I’m in Ghana for a month, staying at the Library of Africa and the African Diaspora, and each day my dawn chorus is unfamiliar: the sounds of cocks, chickens, goats, dogs, crickets, motorcycles and human cries intermingle to make up the early morning sounds of Accra. Birdsong too; one particular bird starts its day before dawn and it sounds like it’s asking itself a question then answering itself, impatiently.
Through the gauze of a mosquito screen, I look down on to a small canopy of cassava plants that are vibrantly green, in a garden with maize, chillies, yams and plantain. Butterflies abound. I hear a bird with a falling cadence like a tree pipit, sparrow-like chirrups, and a cluck resembling a blackbird alarm call, but they’re each not quite the birds I know.

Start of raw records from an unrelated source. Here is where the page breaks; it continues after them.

PR #1081, opened 2023-05-15
Parse event lambdas and children scopes in FIR

JakeWharton:
Refs #19. All tests now pass. Need to test on our larger schema and see what breaks before switching over.


redwood-tooling-schema/src/test/kotlin/app/cash/redwood/tooling/schema/SchemaParserTest.kt
```diff
@@ -406,14 +409,14 @@ class SchemaParserTest(
...
-      .hasMessage(
-        "@Children app.cash.redwood.tooling.schema.SchemaParserTest.ScopedChildrenInvalidWidget#children lambda receiver can only be a class. " +
-          "Found: kotlin.collections.List<kotlin.Int>",
-      )
+      .message()
+      .isNotNull()
+      .all {
+        contains("@Children app.cash.redwood.tooling.schema.SchemaParserTest.ScopedChildrenInvalidWidget#children lambda receiver can only be a class.")
+        containsMatch(Regex("""Found: (kotlin\.collections\.)?List<(kotlin\.)?Int>"""))
+      }
```
JakeWharton, line 419: Can't easily get these to render the same. Will switch back to testing only one format once we drop reflection.

chrisbanes (approved):

PR #1083, opened 2023-05-16
Use IntervalList data structure to efficiently handle LazyList intervals

veyndan:
This is how Compose UI internally handles intervals within `LazyList`. I opted for a standard `List` before the recent refactoring as the data structure would've had to be serialized and deserialized, which didn't seem worth it. Now that the concept of `intervals` purely exists on the guest side, we don't have to handle serialization of the data structure.

Couple of benefits from the additional data structure besides being what Compose UI internally uses:

1. The total size of the list of intervals is efficiently calculated.
2. Retrieval of an interval is done via a binary search instead of search sequentially.

### DIFF
--- a/redwood-lazylayout-compose/src/commonMain/kotlin/app/cash/redwood/lazylayout/compose/layout/IntervalList.kt
+++ b/redwood-lazylayout-compose/src/commonMain/kotlin/app/cash/redwood/lazylayout/compose/layout/IntervalList.kt
@@ -1,0 +1,212 @@
+/*
+ * Copyright 2022 The Android Open Source Project
+ *
+ * Licensed under the Apache License, Version 2.0 (the "License");
+ * you may not use this file except in compliance with the License.
+ * You may obtain a copy of the License at
+ *
+ *      http://www.apache.org/licenses/LICENSE-2.0
+ *
+ * Unless required by applicable law or agreed to in writing, software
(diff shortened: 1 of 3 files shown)


redwood-lazylayout-compose/src/commonMain/kotlin/app/cash/redwood/lazylayout/compose/layout/IntervalList.kt
```diff
@@ -0,0 +1,213 @@
...
+ * See the License for the specific language governing permissions and
+ * limitations under the License.
+ */
+
+package app.cash.redwood.lazylayout.compose.layout
+
+import androidx.compose.runtime.collection.MutableVector
+import androidx.compose.runtime.collection.mutableVectorOf
+
+// Copied from https://github.com/androidx/androidx/blob/67066da9297ce407186a08725dd43bc66694e115/compose/foundation/foundation/src/commonMain/kotlin/androidx/compose/foundation/lazy/layout/IntervalList.kt
```
veyndan, line 21: The only changes to this file are making the visibility modifiers `internal` instead of `public`, and removing the `@ExperimentalFoundationApi` annotation, as it is unavailable outside of Compose Foundation.

JakeWharton (approved):

PR #1085, opened 2023-05-16
Introduce LazyLayoutIntervalContent for generic interval-based content

veyndan:
Further decreasing the delta between our implementation of `LazyList` and Compose UI's.


JakeWharton (approved):
I'm not sure what this buys us. Seems to be all implementation detail. Is it just alignment with the upstream?

veyndan:
Yep, it's alignment with upstream. Practically, this change would aid the addition of a `LazyGrid` layout, but that's not yet on the horizon. The main motive was aligning with upstream.

PR #1094, opened 2023-05-19
Limit window size of LazyList items instead of growing as one scrolls

veyndan:
The rough idea is here. Obviously, placeholders need to be hoisted to the guest code, but will do that in a follow-up.


redwood-lazylayout-schema/src/main/kotlin/app/cash/redwood/lazylayout/widgets.kt
```diff
@@ -22,6 +22,8 @@ import app.cash.redwood.schema.Widget
 @Widget(1)
 public data class LazyList(
   @Property(1) val isVertical: Boolean,
-  @Property(2) val onPositionDisplayed: (position: Int) -> Unit,
+  @Property(2) val onViewportChanged: (range: IntArray) -> Unit,
```
JakeWharton: Multiple event arguments are supported now if you want to explicitly declare the two here instead of this more general structure.

JakeWharton (approved):
Nice

redwood-lazylayout-compose/src/commonMain/kotlin/app/cash/redwood/lazylayout/compose/LazyList.kt
```diff
@@ -53,16 +56,22 @@ internal fun LazyList(
...
     isVertical,
-    onPositionDisplayed = { position ->
-      /** Triggers load at position, loading all items within [PagingConfig.prefetchDistance] of the [position]. */
-      if (position < lazyPagingItems.itemCount) {
-        lazyPagingItems[position]
-      }
+    itemsBefore = window.value.first,
+    itemsAfter = lazyPagingItems.itemCount - (window.value.last + 1),
+    onViewportChanged = { (start, end) ->
+      val newWindow = maxOf(start - pagingConfig.prefetchDistance, 0) until (end + pagingConfig.prefetchDistance)
```
swankjesse: Nice!

redwood-lazylayout-schema/src/main/kotlin/app/cash/redwood/lazylayout/widgets.kt
swankjesse: Yay!

redwood-lazylayout-view/src/main/kotlin/app/cash/redwood/lazylayout/view/ViewLazyList.kt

It’s the rainy season here, and we’ve had some downpours, but I’m astounded about what’s happening back home in the Cairngorms. My partner sends me photos of her bus ride north. The River Spey has burst its banks, and at places the landscape has become a huge loch. I’m reminded that Badenoch, on the river’s flood plain, is Gaelic for “drowned land”. This time the river reached its highest level since 1988, and homes and businesses are flooded. Near home, the burn is in full peaty-brown spate, and so high it’s splashing against the crossbeams of the small bridge to our house.
In this heat and so far away, I can’t quite imagine it. And as I write, elsewhere in Ghana they’re experiencing terrible flooding too. I think about how climate change affects us all – here, the rainy season in recent times has become much more unpredictable.
I’m slowly starting to name some birds: northern red bishops, village weavers, pied crows and cuckoo‑like birds that I think are blue-headed coucals. Small warblers dart about in the undergrowth. We talk of our summer visitors “wintering” in sub-Saharan Africa, but now that I’m here, wintering is a misnomer – the mean temperature over the course of a year is 25–30C, and while we have four seasons, there are two in this part of Ghana, dry and rainy. Sunrise and sunset are within 20 minutes of 6am and 6pm all year.
Being here is making me think about the perspectives we hold, and how we often can’t quite imagine where we are not. Swallows and swifts soar above me, and I read that the Akan people call the African palm swift Ankadaade, which means “never lands”.